Banken-Crash in den USA IndyMac am Ende
12.07.2008, 13:31 UhrDie US-Immobilienkrise hat mit dem Zusammenbruch des US-Hypothekenfinanzierers IndyMac einen neuen Tiefpunkt erreicht. Der größte unabhängige börsennotierte Baufinanzierer wurde vom Staat übernommen, nachdem das Institut in massive Kapitalnöte geraten war. Es ist eine der größten Bankenpleiten in der US-Geschichte überhaupt und bereits der fünfte Zusammenbruch eines Instituts in diesem Jahr. Für die kommenden Monate rechnen Branchenkenner mit zahlreichen weiteren Pleiten, was die Suche des staatlichen Einlagensicherungsfonds der US-Banken (FDIC) nach einem Käufer für IndyMac nicht gerade erleichtern dürfte. Nach Angaben des FDIC handelt es sich um den größten Banken-Crash in den USA seit dem Kollaps der Continental Illinois National Bank im Jahr 1984.

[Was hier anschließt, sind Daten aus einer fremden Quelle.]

PR #228, opened 2024-11-03
ModifierEffectCache & location to fields

wvpm:
Cleans up the code a lot at the cost of storing a reference to a singleton per province.

### DIFF
--- a/src/openvic-simulation/economy/production/ResourceGatheringOperation.hpp
+++ b/src/openvic-simulation/economy/production/ResourceGatheringOperation.hpp
@@ -2,14 +2,18 @@
 
 #include "openvic-simulation/economy/production/Employee.hpp"
 #include "openvic-simulation/economy/production/ProductionType.hpp"
-#include "openvic-simulation/modifier/ModifierEffectCache.hpp"
 #include "openvic-simulation/pop/Pop.hpp"
 #include "openvic-simulation/types/fixed_point/FixedPoint.hpp"
 #include "openvic-simulation/utility/Getters.hpp"
 
 namespace OpenVic {
+	struct ProvinceInstance;
+	struct ModifierEffectCache;
+
 	struct ResourceGatheringOperation {
 	private:
+		ModifierEffectCache const& modifier_effect_cache;
+		ProvinceInstance* location_ptr;
 		ProductionType const* PROPERTY_RW(production_type_nullable);
 		fixed_point_t PROPERTY(revenue_yesterday);
 		fixed_point_t PROPERTY(output_quantity_yesterday);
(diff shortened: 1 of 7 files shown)


src/openvic-simulation/map/ProvinceInstance.hpp
```diff
@@ -7,6 +7,7 @@
 #include "openvic-simulation/economy/production/ResourceGatheringOperation.hpp"
 #include "openvic-simulation/military/UnitInstance.hpp"
 #include "openvic-simulation/military/UnitType.hpp"
+#include "openvic-simulation/modifier/ModifierEffectCache.hpp"
```
Hop311, line 10: IMO it's better to forward declare `struct ModifierEffectCache`, including stuff which isn't absolutely necessary just increases compilation times

src/openvic-simulation/economy/production/ResourceGatheringOperation.hpp
```diff
@@ -8,8 +8,12 @@
 #include "openvic-simulation/utility/Getters.hpp"
 
 namespace OpenVic {
+	struct ProvinceInstance;
+
 	struct ResourceGatheringOperation {
 	private:
+		ModifierEffectCache const& modifier_effect_cache;
```
Hop311, line 15: `ModifierEffectCache` could also be forward declared in this file, and then only included in `ResourceGatheringOperation.cpp`

src/openvic-simulation/map/ProvinceInstance.cpp
```diff
@@ -33,7 +35,7 @@ ProvinceInstance::ProvinceInstance(
 	event_modifiers {},
 	slave { false },
 	crime { nullptr },
-	rgo { pop_type_keys },
+	rgo { new_modifier_effect_cache, pop_type_keys },
```
Hop311, line 38: Rather than having a `location_ptr` in the RGO struct which is set via function later, can't it be a province reference variable which is initialised in the RGO constructor using `*this` passed from here? That guarantees that each RGO will have its province set once exactly, no risk of it being null or set multiple times.

src/openvic-simulation/map/MapInstance.hpp
```diff
@@ -44,6 +44,7 @@ namespace OpenVic {
 
 		bool setup(
 			BuildingTypeManager const& building_type_manager,
+			ModifierEffectCache const& modifier_effect_cache,
```
Hop311, line 47: `ModifierEffectCache` could also be forward declared here, assuming it currently comes only from `ProvinceInstance` and that gets replaced its own forward declaration

src/openvic-simulation/map/ProvinceInstance.cpp
wvpm: No because the province pointer can be changed when its container grows and moves everything. I already tried that.

Hop311: Ah it's not when the container expands, enough space is reserved for all the province instances, instead it's because we create the `ProvinceInstance`s as r-values and move them into the container.

Hop311 (approved):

"Diese Institution ist heute einer Liquiditätskrise zum Opfer gefallen", sagte der Chef der unmittelbar zuständigen Sparkassenaufsicht OTS, John Reich. Die Geschäfte der Bank sollen unter dem Dach der FDIC ab Montag fortgesetzt werden. Über die Einlagensicherung sind in den USA Guthaben bis zu 100.000 Dollar je Anleger abgedeckt. Der Fonds rechnet mit einem Schaden von vier bis acht Milliarden Dollar. Die OTS erwartet aber keine größeren Auswirkungen auf die Märkte, weil die Zahl der IndyMac-Geschäftspartner vergleichsweise gering sei.
Kunden "stinksauer"
Unter Kunden sorgte die vorübergehende und völlig unerwartete Schließung der Bank für großen Unmut. "Ich bin stinksauer. Sie hätten mir etwas sagen können", sagte etwa eine 29-jährige Friseurin, die verzweifelt vor den verschlossenen Türen einer IndyMac-Filiale in Los Angeles stand und Geld abheben wollte. Ein anderer Kunde geriet mit einem Sicherheitsmann aneinander.

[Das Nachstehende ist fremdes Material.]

PR #231, opened 2024-11-13
Add tax rate to `CountryInstance` -  Resolves #226

### LINKED ISSUE #226: Store tax rate
### Simulation
Each country can determine its own tax rates for each strata (poor, middle and rich). The value ranges from 0% to 100% of the pop income. Tax rate is restricted by the modifiers `min_tax` and `max_tax`.

When starting a new game, tax rate is initialised at 50%. If `min_tax` or `max_tax` don't allow that, it is set to as close as possible to 50%. 

Tasks:
- [x] Create tax rates per strata properties for CountryInstance.
- [ ] Create a method to update the tax rate per strata. This method ensures the tax rate is between `min_tax` and `max_tax`.
- [x] Handle edge cases where `min_tax` > `max_tax` (test how Victoria 2 handles it).
- [x] Initialise the tax rates to 50% using the created method.

### UI
The UI part could be split off as a separate issue if desired.

The tax rate can be adjusted using the sliders in the budget menu. The sliders are bound to the tax rate. This binding goes both ways. If the slider changes, the tax rate changes. If the tax rate changes, the slider changes. Only the player country has this binding.

- [x] Create slider per strata
- [ ] Set the sliders to the tax rates of the player country
- [ ] Set the tax rate to the slider value when sliding.

Juliusfrank11:


src/openvic-simulation/country/CountryInstance.hpp
```diff
@@ -98,6 +102,10 @@ namespace OpenVic {
 
 		/* Budget */
 		fixed_point_t PROPERTY(cash_stockpile);
+		slider_value_t PROPERTY(poor_tax_rate_slider);
```
wvpm, line 105: Sliders are UI elements to adjust the tax rate.
CountryInstance is the simulation data for the country.
CountryInstance needs tax percentage (int). (or a tax rate as fixed point)

src/openvic-simulation/country/CountryInstance.hpp
```diff
@@ -227,6 +235,8 @@ namespace OpenVic {
 		bool set_ruling_party(CountryParty const& new_ruling_party);
 		bool add_reform(Reform const& new_reform);
 
+		bool set_value_for_slider(SliderManager& slider_manager, int const* new_value);
```
wvpm, line 238: Why point to an int here?
The new value can be passed by value, so `const int new_value`.

src/openvic-simulation/types/Sliders.hpp
```diff
@@ -0,0 +1,44 @@
...
+        }
+        if (value < min) {
+          value = max;
+        }
+      }
+  };
+
+class SliderManager {
+  public:
+    void set_slider_value(slider_value_t& slider, int new_value) {
```
wvpm, line 31: Why not make this a method of the slider itself?

src/openvic-simulation/types/Sliders.hpp
```diff
@@ -0,0 +1,44 @@
+#pragma once
+
+#include "openvic-simulation/types/fixed_point/FixedPoint.hpp"
+#include "openvic-simulation/utility/Getters.hpp"
+
+namespace OpenVic {
+  // TODO: make struct for tariff slider, unlike other sliders, you can have negative values
+  struct slider_value_t {
```
wvpm, line 8: `slider_value_t` feels wrong to me. I think `RestrictedValue` might be a better name.
This type is not directly tied to a UI slider element. It merely restricts tax and tariff rates between min and max.

src/openvic-simulation/country/CountryInstance.cpp
```diff
@@ -56,6 +58,11 @@ CountryInstance::CountryInstance(
 
 	/* Budget */
 	cash_stockpile { 0 },
+	poor_tax_rate_slider {50},
```
Hop311, line 61:
```suggestion
	poor_tax_rate_slider { 50 },
```

Please make the formatting here consistent, each entry in the member initialiser list should have spaces between the variable name and the `{`, and between the starting value and the `{}`

src/openvic-simulation/country/CountryInstance.cpp
```diff
@@ -56,6 +58,11 @@ CountryInstance::CountryInstance(
...
+	middle_tax_rate_slider { 50},
+	rich_tax_rate_slider {50},
+
+	// TODO:
```
Hop311, line 65: What is this TODO for? Either just some stuff after the `:` or remove it

src/openvic-simulation/country/CountryInstance.hpp
```diff
@@ -98,6 +102,10 @@ namespace OpenVic {
 
 		/* Budget */
 		fixed_point_t PROPERTY(cash_stockpile);
+		slider_value_t PROPERTY(poor_tax_rate_slider);
+		slider_value_t PROPERTY(middle_tax_rate_slider);
```
Hop311, line 106: Poor/middle/rich strata aren't hardcoded in OpenVic, they're dynamically loaded like most other game data. This means we can't just have a regular variable for each starta's tax rate, instead we need a map from `Strata` to `slider_value_t` (or whatever name it ends up with), specifically `IndexedMap<Strata, slider_value_t>`, only requiring the vector of loaded strata as input which can be passed to it similar to how all the other `IndexedMap` key vectors are passed around

src/openvic-simulation/types/Sliders.hpp
```diff
@@ -0,0 +1,44 @@
...
+  friend struct  SliderManager;
+  private:
+      int PROPERTY(min);
```
Hop311, line 11: Best to use `int32_t` rather than `int`, just to be certain about the data type. You could even define a type alias `using int_type = int32_t` and then just use `int_type` throughout the struct which could be useful if we ever need to change the type for any reason

src/openvic-simulation/types/Sliders.hpp
```diff
@@ -0,0 +1,44 @@
...
+      int PROPERTY(max);
```
Hop311, line 12: Is it enough to have just `value`, `min` and `max`? Don't we need another pair of final min/max values to act we limits on potentially shifting regular min/max values (e.g. so that stacking modifier effects doesn't let you move a slider outside [0,100]), probably defined as `const int_type PROPERTY(final min/max variable name)` OR they could be define via template parameters similar to what you had before (it will work with primitive types like `int32_t`)

src/openvic-simulation/types/Sliders.hpp
```diff
@@ -0,0 +1,44 @@
...
+      int PROPERTY(value);
+
+  public:
+      constexpr slider_value_t(int value, int min = 0, int max = 100) {
+        // You *can* actually have min > max in Victoria 2
+        // Such a situation will result in only being able to be move between the max and min value. 
+        // This logic replicates this "feature"
```
Hop311, line 19: Shouldn't the logic below apply only in the `max < min` case, and not in the normal `min <= max` case?
Also [std::clamp](https://en.cppreference.com/w/cpp/algorithm/clamp) could be useful, particularly for the normal case.
Furthermore, there shouldn't be any unique logic in the constructor here (except maybe for constants like the final min and max variables, once they're added), instead it should set/check values using the regular setter functions so the exact same checks occur when first constructing this object and later when updating it.

src/openvic-simulation/types/Sliders.hpp
Hop311: Yeah there's no need for a `SliderManager` at all, instead the struct itself should have these setter functions:
- `void set_value(int_type new_value)` - clamping `new_value` between min and max before setting it (any logic about the `max < min` case should happen in this function too)
- `void set_bounds(int_type new_min, int_type new_max)` - clamping min and max between the final/constant min and max values, then also updating the value in case it's no longer in the allowed range (you could simply call `set_value(value)`)

src/openvic-simulation/country/CountryInstance.hpp
```diff
@@ -12,8 +13,11 @@
 #include "openvic-simulation/types/Date.hpp"
 #include "openvic-simulation/types/IdentifierRegistry.hpp"
 #include "openvic-simulation/types/IndexedMap.hpp"
+#include "openvic-simulation/types/fixed_point/FixedPoint.hpp"
+#include "openvic-simulation/types/Sliders.hpp"
 #include "openvic-simulation/utility/Getters.hpp"
 
+
```
Hop311, line 20: Could you remove the extra newline here? In general we only ever use at most a single empty line between blocks of code

src/openvic-simulation/country/CountryInstance.cpp
```diff
@@ -10,6 +10,8 @@
 #include "openvic-simulation/politics/Ideology.hpp"
 #include "openvic-simulation/research/Invention.hpp"
 #include "openvic-simulation/research/Technology.hpp"
+#include "openvic-simulation/types/Sliders.hpp"
```
Hop311, line 13: Following the code style of this repo, includes are sorted into groups (usually `<STL headers>`, maybe `<openvic-dataloader headers>`, and then `"openvic-simulation headers"`) and then alphabetically ordered within those groups. In this case, the `Sliders.hpp` include should go after the `fixed_point/FixedPoint.hpp` include

src/openvic-simulation/country/CountryInstance.cpp
```diff
@@ -280,6 +287,10 @@ bool CountryInstance::add_reform(Reform const& new_reform) {
 	}
 }
 
+bool CountryInstance::set_value_for_slider(SliderManager& slider, int const* new_value) {
```
Hop311, line 290: As mentioned previously there's no need for a `SliderManager`, and this function should probably take a `Strata const&` and an `slider_value_t::int_type` as arguments - then you can use the strata to look up the right slider in the previously-mentioned `IndexedMap<Strata, slider_value_t>` and set it's value to the other argument.
We only need an external setter function for the sliders' values, all the min/max setting will be done internally in the country gamestate update function based off of modifier effect totals

src/openvic-simulation/country/CountryInstance.cpp
```diff
@@ -974,8 +985,8 @@ void CountryInstance::update_modifier_sum(Date today, StaticModifierCache const&
 	modifier_sum.add_modifier(static_modifier_cache.get_infamy(), country_source, infamy);
 	modifier_sum.add_modifier(static_modifier_cache.get_literacy(), country_source, national_literacy);
 	modifier_sum.add_modifier(static_modifier_cache.get_plurality(), country_source, plurality);
-	// TODO - difficulty modifiers, war, peace, debt_default_to, bad_debter, generalised_debt_default,
-	//        total_occupation, total_blockaded, in_bankrupcy
+	// TODO - difficulty modifiers, war, peace, debt_default_to, bad_debtor, generalised_debt_default,
```
Hop311, line 988: Good catch on these typos, some of them are copying typos in the static modifier names vic2 uses but the variables in `StaticModifierCache` that they're mapped to still use correctly spelt names, so it's how we should be refering to them 👍

src/openvic-simulation/country/CountryInstance.hpp
Hop311: Nah I think we should include min/max checking in the gamestate itself to be extra safe + provide a single source of truth for slider value clamping. If anything we need another 2 variables in the struct (probably const) representing the final min and max values that the modifier-effect based min and max values are clamped between

Hop311 (commented):
Great work, let's see if we can finish this off tomorrow and get it merged 🙂

src/openvic-simulation/types/Sliders.hpp
Juliusfrank11: This was the original plan, but the tariff slider makes one edge case because unlike every other slider, it has the bounds [-100,100] and I couldn't figure out the syntax in `CountryInstance` to make it so I can specify a different "`strict_min`". I can implement this and consult on the server for the syntax

src/openvic-simulation/country/CountryInstance.cpp
Juliusfrank11: I have a spellchecker for code since I have dyslexia, I just cleaned these up to get rid of "unknown word" errors. But I'm glad they were actual typos, I made sure to download the UK english dictionary so I don't edit any UK spellings

src/openvic-simulation/types/Sliders.hpp
wvpm: Types are named PascalCase without pre- or suffix either way.

src/openvic-simulation/types/Sliders.hpp
```diff
@@ -0,0 +1,67 @@
...
+          if (this != &other) {
+              min = other.min;
+              max = other.max;
+              value = other.value;
+
+          }
+          return *this;
+      }
+    };
+}
```
Hop311, line 67:
```suggestion
#include <algorithm>
#include <cstdint>

#include "openvic-simulation/utility/Getters.hpp"

namespace OpenVic {
	using slider_value_int_type = int32_t;

	template<slider_value_int_type STRICT_MIN, slider_value_int_type STRICT_MAX>
	struct slider_value_t {
		using int_type = slider_value_int_type;

		static constexpr int_type strict_min = STRICT_MIN;
		static constexpr int_type strict_max = STRICT_MAX;

		static_assert(strict_min < strict_max);

	private:
		int_type PROPERTY(min);
		int_type PROPERTY(max);
		int_type PROPERTY(value);

	public:
		constexpr slider_value_t(
			int_type new_value = (strict_max - strict_min) / 2, int_type new_min = strict_min, int_type new_max = strict_max
		) {
			set_bounds(new_max, new_min);
			set_value(new_value);
		}

		constexpr void set_value(int_type new_value) {
			if (min <= max) {
				value = std::clamp(new_value, min, max);
			} else {
				// You *can* actually have min > max in Victoria 2
				// Such a situation will result in only being able to be move between the max and min value.
				// This logic replicates this "feature"
				if (new_value > max) {
					value = min;
				} else {
					value = max;
				}
			}
		}

		constexpr void set_bounds(int_type new_max, int_type new_min) {
			min = std::clamp(new_min, strict_min, strict_max);
			max = std::clamp(new_max, strict_min, strict_max);
			set_value(value);
		}

		constexpr slider_value_t& operator=(slider_value_t const& other) {
			if (this != &other) {
				min = other.min;
				max = other.max;
				value = other.value;
			}
			return *this;
		}
	};
}
```
There's quite a bit here but I think it will improve the struct a lot:
- Make strict min/max template arguments, allowing them to be customised for different slider values and also preventing issues with `operator=` between slider values with different strict min/max.
- You could add default values to the template arguments (0 and 100), but IMO it's more clear to explicitly define them where they're used (we won't have to do that every time as we can define other type aliases, as I'll show in `CountryInstance.hpp`).
- You can't use a type alias before it's defined, so we'll need to define `slider_value_int_type` before the template. By setting `int_type` inside the template to equal it, we make it accessible from the template's type while still only defining it in one place.
- Add variables for strict min/max so they can be accessed via instances of the template.
- The `static_assert(strict_min < strict_max);` will be checked during compilation, this is better than regular `assert`s which are only checked in debug builds (and will crash the program if they fail).
- In the constructor, we can set the default args based on the strict min/max template arguments, e.g. so that the tariff slider value has a default value of 0. We should call `set_bounds` before `set_value` as the bounds will start off default initialised to 0 (or a random value with MSVC which doesn't default initialise primitives unless you explicitly tell it to) and so setting the value first will bound it based on incorrect min/max. We could explicitly default initialise value/min/max, but just calling `set_bounds` then `set_value` is guarunteed to set everything up correctly.
- `set_value` and `set_bounds` need to be `constexpr` otherwise the constructor will fail to compile, and `operator=` can also be `constexpr`.
- `set_value` can use `std::clamp` for the `min <= max` case (this requires including `<algorithm>`) and `set_bounds` can also use it for both `min` and `max` as we ensured `strict_min < strict_max` with the earlier `static_assert`.

If you copy over the above code (keeping the `pragma once` above and making sure everything is using tabs rather than spaces) this file should be perfect.

src/openvic-simulation/country/CountryInstance.hpp
```diff
@@ -98,6 +101,8 @@ namespace OpenVic {
 
 		/* Budget */
 		fixed_point_t PROPERTY(cash_stockpile);
+		IndexedMap<Strata, slider_value_t> PROPERTY(tax_rate_by_strata);
```
Hop311, line 104:
```suggestion
		IndexedMap<Strata, tax_slider_value_t> PROPERTY(tax_rate_by_strata);
```
If you add the type alias `using tax_slider_value_t = slider_value_t<0, 100>;` above (e.g. under `using unit_variant_t = uint8_t;`) then we can use it throughout this class rather than needing to explicitly give the template parameters each time (even if the template has default parameters we'd still have to write `slider_value_t<>` each time).

src/openvic-simulation/country/CountryInstance.cpp
```diff
@@ -280,6 +285,11 @@ bool CountryInstance::add_reform(Reform const& new_reform) {
 	}
 }
 
+bool CountryInstance::set_value_for_slider(slider_value_t& slider, const int32_t new_value) {
+	slider.set_value(new_value);
+	return true;
+}
```
Hop311, line 291:
```suggestion
void CountryInstance::set_strata_tax_rate(Strata const& strata, const tax_slider_value_t::int_type new_value) {
	tax_rate_by_strata[strata].set_value(new_value);
}
```
- This shouldn't take a `slider_value_t&`, no one outside this struct should be able to get a non-const reference to the tax rate sliders.
- Instead it should take a `Strata const&` which will be used to look up the correct slider internally.
- It doesn't need to return a `bool` if it's always going to return true.
- `new_value`'s type should match the argument for `set_value`, so `tax_slider_value_t::int_type`.
- Make sure to change the function's header declaration to:
```cpp
		void set_strata_tax_rate(Strata const& strata, const tax_slider_value_t::int_type new_value);
```

src/openvic-simulation/types/Sliders.hpp
wvpm: This is a more complex object. It has dynamic state validation.

Juliusfrank11: I see, I will change it to `SliderValue`

src/openvic-simulation/country/CountryInstance.cpp
```diff
@@ -280,6 +285,10 @@ bool CountryInstance::add_reform(Reform const& new_reform) {
 	}
 }
 
+void CountryInstance::set_strata_tax_rate(Strata const& strata, const StandardSliderValue::int_type new_value) {
```
wvpm, line 288: `new_value` is very vague.
`tax_percentage` would be better.

src/openvic-simulation/country/CountryInstance.cpp
```diff
@@ -1,4 +1,5 @@
 #include "CountryInstance.hpp"
+#include <cstdint>
```
wvpm, line 2: Not needed I think.

src/openvic-simulation/country/CountryInstance.cpp
Hop311: I think it's clear enough, after all it's an integer type so it definitely can't be a decimal proportion

src/openvic-simulation/country/CountryInstance.hpp
```diff
@@ -98,6 +104,8 @@ namespace OpenVic {
 
 		/* Budget */
 		fixed_point_t PROPERTY(cash_stockpile);
+		IndexedMap<Strata, StandardSliderValue> PROPERTY(tax_rate_by_strata);
```
wvpm, line 107: How/where are the min and max values adjusted based on modifiers (policy) or is that out of scope?
(Yes I know I wrote the issue and should've made the scope clearer....)

src/openvic-simulation/types/SliderValue.hpp
```diff
@@ -0,0 +1,56 @@
...
+			set_bounds(new_max, new_min);
+			set_value(new_value);
+		}
+
+		constexpr void set_value(int_type new_value) {
+			if (min <= max) {
+				value = std::clamp(new_value, min, max);
+			} else {
+				// You *can* actually have min > max in Victoria 2
+				// Such a situation will result in only being able to be move between the max and min value.
```
wvpm, line 40: A well placed code comment :thumbsup:

src/openvic-simulation/types/SliderValue.hpp
```diff
@@ -0,0 +1,56 @@
...
+
+#include <algorithm>
+#include <cstdint>
+
+#include "openvic-simulation/utility/Getters.hpp"
+
+namespace OpenVic {
+	using slider_value_int_type = int32_t;
+
+	template<slider_value_int_type STRICT_MIN, slider_value_int_type STRICT_MAX>
```
wvpm, line 11: Nice solution with a template for min and max + static assert.

src/openvic-simulation/country/CountryInstance.cpp
Hop311: Although we get that include from other headers too, we do use types defined in `<cstdint>` in this file so it's not useless/wasteful. If we go for a full "include what you use" approach like Spartan advocates, then for every file we'll have every single header who's contents we need included explicitly (this doesn't result in any meaningful compile or run time slowdown, and it avoid issues when removing includes in headers that other files depend on but don't include directly themselves).

Hop311 (approved):

src/openvic-simulation/country/CountryInstance.hpp
wvpm: Out of scope then, great follow up issue.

IndyMac hatte erst vor wenigen Tagen angekündigt, wegen der Krise über die Hälfte seiner 7200 Mitarbeiter zu entlassen und sein Geschäft weitgehend einzustellen. Zuvor war die OTS zu dem Urteil gekommen, dass das Institut nicht länger über ausreichend Kapital verfüge. Im vergangenen Jahr hatte IndyMac noch Hypotheken von 77 Mrd. Dollar ausgegeben und lag mit einem Marktanteil von gut drei Prozent insgesamt auf dem neunten Platz der Branche. Inzwischen haben über 100 US-Hypothekenfirmen im Zuge der Krise ihr Geschäft eingestellt oder sind Pleite gegangen.
Diskrete Telefonate
Die Sparkassenaufsicht OTS machte den New Yorker Senator Charles Schumer für die IndyMac-Pleite mitverantwortlich. Seine Äußerungen von Ende Juni, in denen er angezweifelt habe, dass das Unternehmen die Häuserkrise überleben könne, hätten zu einem Ansturm der Sparer auf die Konten geführt und damit zu einem rasanten Kapitalabfluss. Allein in den folgenden elf Geschäftstagen hätten Kunden mehr als 1,3 Mrd. Dollar bei IndyMac abgezogen. Der demokratische Politiker wies die Anschuldigungen zurück und warf der Aufsichtsbehörde im Gegenzug vor, ihre Arbeit vernachlässigt und IndyMac nicht an seiner verlustträchtigen Kreditvergabe-Praxis gehindert zu haben.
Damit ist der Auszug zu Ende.